Attendees of the Chief Engineers & Facility Managers Conference 2024.

Chief Engineers & Facility Managers Conference: Overview

Of the crowd of 60 attendees at the Chief Engineers and Facility Managers Conference, most were from either the University of Illinois Urbana-Champaign or another Illinois university or community college.

And despite the size and location of the institution, all who came to Champaign for the conference were looking for advice and ready to share a success, particularly with the general concept: how do we save more energy and money and make our institutions more sustainable?

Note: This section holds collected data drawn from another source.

PR #2909, opened 2019-11-30
add separate genome nexus cache for mutation assessor

leexgh:
have a separate cache for mutation assessor, each column in functional impact loading separately, so can show sift and polyphen before mutation assessor was fetched completely

image

fix https://github.com/cBioPortal/cbioportal/issues/6867

### DIFF
--- a/src/shared/components/annotation/genomeNexus/PolyPhen2.tsx
+++ b/src/shared/components/annotation/genomeNexus/PolyPhen2.tsx
@@ -5,8 +5,8 @@ import classNames from 'classnames';
 import tooltipStyles from "./styles/polyPhen2Tooltip.module.scss";
 
 export interface IPolyPhen2Props {
-    polyPhenPrediction: string; // benign, possibly_damaging, probably_damging
-    polyPhenScore: number;
+    polyPhenPrediction: string | undefined; // benign, possibly_damaging, probably_damging
+    polyPhenScore: number | undefined;
 }
 
 export function hideArrow(tooltipEl: any) {
@@ -22,9 +22,14 @@ export default class PolyPhen2 extends React.Component<IPolyPhen2Props, {}> {
         this.tooltipContent = this.tooltipContent.bind(this);
     }
 
-    public static download(polyPhenScore: number, polyPhenPrediction: string): string
+    public static download(polyPhenScore: number | undefined, polyPhenPrediction: string | undefined): string
     {
-        return `impact: ${polyPhenPrediction}, score: ${polyPhenScore}`;
+        if (polyPhenScore || polyPhenPrediction) {
+            return `impact: ${polyPhenPrediction}, score: ${polyPhenScore}`;
+        }
+        else {
+            return "NA";
+        }
     }
 
     public render() {
--- a/src/shared/components/mutationTable/MutationTable.tsx
+++ b/src/shared/components/mutationTable/MutationTable.tsx
@@ -37,6 +37,7 @@ import VariantCountCache from "shared/cache/VariantCountCache";
 import PubMedCache from "shared/cache/PubMedCache";
 import MutationCountCache from "shared/cache/MutationCountCache";
 import GenomeNexusCache from "shared/cache/GenomeNexusCache";
+import GenomeNexusMutationAssessorCache from "shared/cache/GenomeNexusMutationAssessorCache";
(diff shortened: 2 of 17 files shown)


src/shared/lib/MutationTableDownloadDataFetcher.ts
```diff
@@ -86,6 +94,17 @@ export class MutationTableDownloadDataFetcher implements ILazyMobXTableApplicati
         }
     }
 
+    private async fetchAllGenomeNexusFunctionalImpactData()
+    {
+        if (this.mutationData.result)
+        {
+            return await fetchGenomeNexusFunctionalImpactData(this.mutationData.result);
```
alisman: since the function that calls this is going to need to handle the response as a promise (await or .then) there is no reason to put await here.  you can just do return fetchGenomeNexusFunc(...)
Then you can take the async tag off.
In the else condition, you will need to return Promise.resolve(undefined).

src/shared/lib/MutationTableDownloadDataFetcher.ts
```diff
@@ -86,6 +94,17 @@ export class MutationTableDownloadDataFetcher implements ILazyMobXTableApplicati
         }
     }
 
+    private async fetchAllGenomeNexusFunctionalImpactData()
+    {
+        if (this.mutationData.result)
```
alisman: these fetch functions should really take mutationData as a parameter instead of accessing it from instance.  they really ought to just be functions instead of methods.

src/shared/lib/MutationTableDownloadDataFetcher.ts
```diff
@@ -86,6 +94,17 @@ export class MutationTableDownloadDataFetcher implements ILazyMobXTableApplicati
         }
     }
 
+    private async fetchAllGenomeNexusFunctionalImpactData()
```
alisman: @leexgh per your slack question, i think actually that the check for mutationData should be handled outside of this function, for example by the remoteData instance that consumes it.  this function should assume that there is data passed to it (mutationData should be passed as argument).  So ...
1. pass mutationData as arg
2. no check for mutatationData
3. should not be tagged async
4. perhaps this function is not necessary at all since all it will do is return invocation

leexgh:
@inodb got it, will do

leexgh:
@alisman @inodb could you take a look again? thanks

src/shared/components/annotation/genomeNexus/PolyPhen2.tsx
```diff
@@ -22,7 +22,7 @@ export default class PolyPhen2 extends React.Component<IPolyPhen2Props, {}> {
         this.tooltipContent = this.tooltipContent.bind(this);
     }
 
-    public static download(polyPhenScore: number, polyPhenPrediction: string): string
+    public static download(polyPhenScore: number | null, polyPhenPrediction: string | null): string
```
alisman: what happens if these are null?

alisman: i believe that we would actually get the the text "null" printed

src/shared/components/mutationTable/MutationTable.tsx
```diff
@@ -454,11 +456,11 @@ export default class MutationTable<P extends IMutationTableProps> extends React.
 
         this._columns[MutationTableColumnType.FUNCTIONAL_IMPACT] = {
             name:"Functional Impact",
-            render:(d:Mutation[])=>(this.props.genomeNexusCache
-                ? FunctionalImpactColumnFormatter.renderFunction(d, this.props.genomeNexusCache)
+            render:(d:Mutation[])=>(this.props.genomeNexusCache || this.props.genomeNexusMutationAssessorCache
```
alisman: this is too long for the => shorthant.    lets do => {
....
}

src/shared/components/annotation/genomeNexus/PolyPhen2.tsx
leexgh: i believe it would be "null". actually when I test it I found the functional impact download function was not working, some of my changes might break the function, I'll fix it soon

leexgh: i fix it to show "NA" when there is no data.

alisman:
Merging as https://github.com/cBioPortal/cbioportal-frontend/pull/3020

F&S Utilities & Energy Services division members, including Rob Roman, director, Karl Helmink, energy conservation & retrocommissioning, and Andy Robinson, engineer in energy services administration, detailed a few projects in which an interdisciplinary team goes to a building and improves important building systems and practices. This can include scheduling systems to turn off when a room is not in use. New software, hardware, and switches may be needed to execute. But in the end, savings can be significant.

Funding and manpower were often mentioned as limiting factors; some in the crowd shared other means of applying for grants, rebates, federal acts, and other ways of saving or acquiring money on core utilities, including water and gas.

Hiring is also a common challenge, as voiced by UIC Utilities Assistant Director Cedric Everett. “We’re routinely down 15 engineers, and constantly having more retirements, and shifting to significant overtime. We want to implement an apprentice program [like at F&S] to help fill that gap. [Hiring] is a huge challenge and something that we face every day.”

The first event was a conversation led by Roman, who “threatened” he’d start singing karaoke if people in the room stayed too quiet—it encouraged many participants! His introduction included how proud he is to work at Illinois and at this time in energy history.

“When I got into this business, there was just some new technologies in commercial power,” Roman said. “There was coal, nuclear, and a little natural gas, and then things started changing. What a time to be in this business, because we went from those and now we’re thinking about things the Jetsons were thinking about. We’re really close to our researchers and we do things at Abbott Power Plant, in the buildings, in the distribution system, that are cutting edge technology. And other universities get to be part of this.”

Many F&S experts spoke during the two-day conference, including in an Energy Conservation roundtable, a talk about analytics and advanced scheduling software, dashboards, energy and heat recovery systems, construction design examples, lessons taken from retrocommissioning at a cleanroom, codes and the future of all-gender restrooms, hiring and building the right culture, and document management.